PR #1050, opened 2025-07-20
Centralize pygit2 imports and SSL handling

Ocean456:
Centralized pygit2 import logic with SSL handling in `git_utils.py`.
Removed duplicate try-catch blocks.


LionelColaso (approved):
Nice

PR #1052, opened 2025-07-20
Add auto-translation and one-click workflow support

Ocean456:
- Introduces auto-translate command that fills unfinished strings via Google, DeepL or OpenAI.
- Adds a new process command: update .ts → auto-translate → compile .qm in one step

PR #1060, opened 2025-07-21
Add Danish translation

Limfjorden:
This pull request will add a Danish translation for all strings in RimSort.


axoroll7:
Why the file `greenlet.h` ?

Limfjorden:
I don't know. It was automatically created at some point. If it's not needed I can remove it.

LionelColaso:
> I don't know. It was automatically created at some point. If it's not needed I can remove it.

https://rimsort.github.io/RimSort/development-guide/translation-guidelines

also worth checking 
https://github.com/RimSort/RimSort/pull/1052

oceanfrost:
Some tips:
`greenlet.h` is not needed.
The current build workflow doesn't include compiling the language files, so you need to upload the .qm files as well.
Add the corresponding mapping in the language controller.

Limfjorden:
> Why the file `greenlet.h` ?

Greenlet.h is gone now.

> The current build workflow doesn't include compiling the language files, so you need to upload the .qm files as well.

Yeah, I'll do that when I've translated all the strings.

> Add the corresponding mapping in the language controller.

Good call, I'll fix it.

Issue #1066, opened 2025-07-22
add to winget


ericogamo:
### Suggestion/proposed solution?

Hi, it would be really nice if you could add Rimsort to Winget.

### Code of Conduct

I agree to follow this project's Code of Conduct

### Duplicate Issue Check

I've checked for similar issues and didn't find anything

### Wiki/FAQ Check

I've checked the Wiki for a solution and didn't find a solution

jonesmz:
Winget has RimSort as an installable package now.

However the offered package is version 1.0.30.

And the built-in auto-updater doesn't appear to work with a winget installed RimSort.

And there's also no start menu short cut installed by the winget installer.

jonesmz:
Seems like the pull request that added the winget package used the zip file, instead of the msi.

It might be worth providing an updated winget package description that favors the MSI instead.

https://github.com/microsoft/winget-pkgs/pull/276902

LionelColaso:
@jonesmz 
Thanks for letting me know
I have not created that, but I will see what I can do

PR #1079, opened 2025-07-28
Add MSI package creation and upload steps for Windows builds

§ WORK TASK
Return, from the data, each line that has the word "mapping" in it.

§ EXERCISE RESPONSE
Add the corresponding mapping in the language controller.
> Add the corresponding mapping in the language controller.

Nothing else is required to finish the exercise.